● Try it
Work through the data below line by line and say how many lines hold "existing"; give only the number.

(Saved data entries)
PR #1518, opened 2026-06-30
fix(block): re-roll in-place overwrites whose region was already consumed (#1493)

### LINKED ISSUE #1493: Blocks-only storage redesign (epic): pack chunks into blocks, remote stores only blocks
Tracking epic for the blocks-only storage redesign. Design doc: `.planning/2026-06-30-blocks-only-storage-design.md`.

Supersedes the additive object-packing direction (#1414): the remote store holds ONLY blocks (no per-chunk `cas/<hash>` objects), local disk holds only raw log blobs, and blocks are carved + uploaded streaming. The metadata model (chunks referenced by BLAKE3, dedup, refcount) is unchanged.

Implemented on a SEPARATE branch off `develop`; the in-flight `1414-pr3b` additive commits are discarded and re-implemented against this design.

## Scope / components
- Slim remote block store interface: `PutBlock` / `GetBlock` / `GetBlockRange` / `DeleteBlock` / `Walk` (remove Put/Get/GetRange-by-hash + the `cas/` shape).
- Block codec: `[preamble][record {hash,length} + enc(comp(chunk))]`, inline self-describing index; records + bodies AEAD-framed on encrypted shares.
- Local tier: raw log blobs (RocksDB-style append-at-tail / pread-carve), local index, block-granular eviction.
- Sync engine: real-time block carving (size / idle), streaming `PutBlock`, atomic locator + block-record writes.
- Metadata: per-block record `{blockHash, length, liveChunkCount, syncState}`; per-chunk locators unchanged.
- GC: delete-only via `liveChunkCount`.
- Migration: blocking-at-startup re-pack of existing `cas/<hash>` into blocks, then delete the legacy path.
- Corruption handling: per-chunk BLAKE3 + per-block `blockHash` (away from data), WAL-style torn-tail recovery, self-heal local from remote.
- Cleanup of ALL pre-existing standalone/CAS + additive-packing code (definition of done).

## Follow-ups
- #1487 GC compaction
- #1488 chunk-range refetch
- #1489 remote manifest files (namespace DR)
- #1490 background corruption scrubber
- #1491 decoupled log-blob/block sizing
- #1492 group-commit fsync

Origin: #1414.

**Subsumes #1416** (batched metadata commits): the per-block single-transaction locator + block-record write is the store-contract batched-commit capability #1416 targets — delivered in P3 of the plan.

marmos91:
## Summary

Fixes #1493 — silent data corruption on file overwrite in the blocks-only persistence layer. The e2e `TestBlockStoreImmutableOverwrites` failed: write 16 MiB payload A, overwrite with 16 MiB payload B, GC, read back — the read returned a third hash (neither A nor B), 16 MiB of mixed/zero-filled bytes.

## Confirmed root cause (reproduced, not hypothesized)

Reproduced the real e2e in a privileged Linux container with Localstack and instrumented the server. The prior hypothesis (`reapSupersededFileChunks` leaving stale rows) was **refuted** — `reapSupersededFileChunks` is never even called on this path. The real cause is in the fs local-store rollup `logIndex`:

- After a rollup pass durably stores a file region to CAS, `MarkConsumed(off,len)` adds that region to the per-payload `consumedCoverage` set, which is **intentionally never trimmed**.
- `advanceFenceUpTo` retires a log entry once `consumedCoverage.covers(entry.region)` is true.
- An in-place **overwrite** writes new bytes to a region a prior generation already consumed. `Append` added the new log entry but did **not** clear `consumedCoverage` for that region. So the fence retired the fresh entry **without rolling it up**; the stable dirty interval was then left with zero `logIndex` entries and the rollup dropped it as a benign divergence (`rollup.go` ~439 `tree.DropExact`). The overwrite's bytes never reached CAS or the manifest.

...

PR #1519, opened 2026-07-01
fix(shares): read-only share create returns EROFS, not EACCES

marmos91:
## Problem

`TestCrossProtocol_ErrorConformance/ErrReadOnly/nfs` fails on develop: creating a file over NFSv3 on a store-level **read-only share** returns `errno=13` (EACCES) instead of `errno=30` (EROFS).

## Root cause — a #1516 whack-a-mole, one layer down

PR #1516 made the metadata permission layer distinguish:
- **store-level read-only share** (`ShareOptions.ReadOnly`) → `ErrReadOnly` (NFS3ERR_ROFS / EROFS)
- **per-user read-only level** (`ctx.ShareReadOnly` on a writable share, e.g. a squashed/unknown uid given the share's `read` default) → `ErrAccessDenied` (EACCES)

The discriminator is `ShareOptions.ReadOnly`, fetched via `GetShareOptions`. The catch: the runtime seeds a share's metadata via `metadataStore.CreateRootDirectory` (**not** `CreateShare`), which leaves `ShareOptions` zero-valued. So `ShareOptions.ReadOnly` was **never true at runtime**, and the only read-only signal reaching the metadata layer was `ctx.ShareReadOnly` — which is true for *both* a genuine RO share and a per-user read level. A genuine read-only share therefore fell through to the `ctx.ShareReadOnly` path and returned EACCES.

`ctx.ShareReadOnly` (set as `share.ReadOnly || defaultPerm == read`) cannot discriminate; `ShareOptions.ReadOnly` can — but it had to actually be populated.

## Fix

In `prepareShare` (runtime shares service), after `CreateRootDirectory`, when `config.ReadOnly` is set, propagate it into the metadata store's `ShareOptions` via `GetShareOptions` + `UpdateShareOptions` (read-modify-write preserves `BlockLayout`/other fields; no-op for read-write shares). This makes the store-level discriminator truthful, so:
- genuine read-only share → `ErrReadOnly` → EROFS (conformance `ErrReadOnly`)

● Answer to this task
2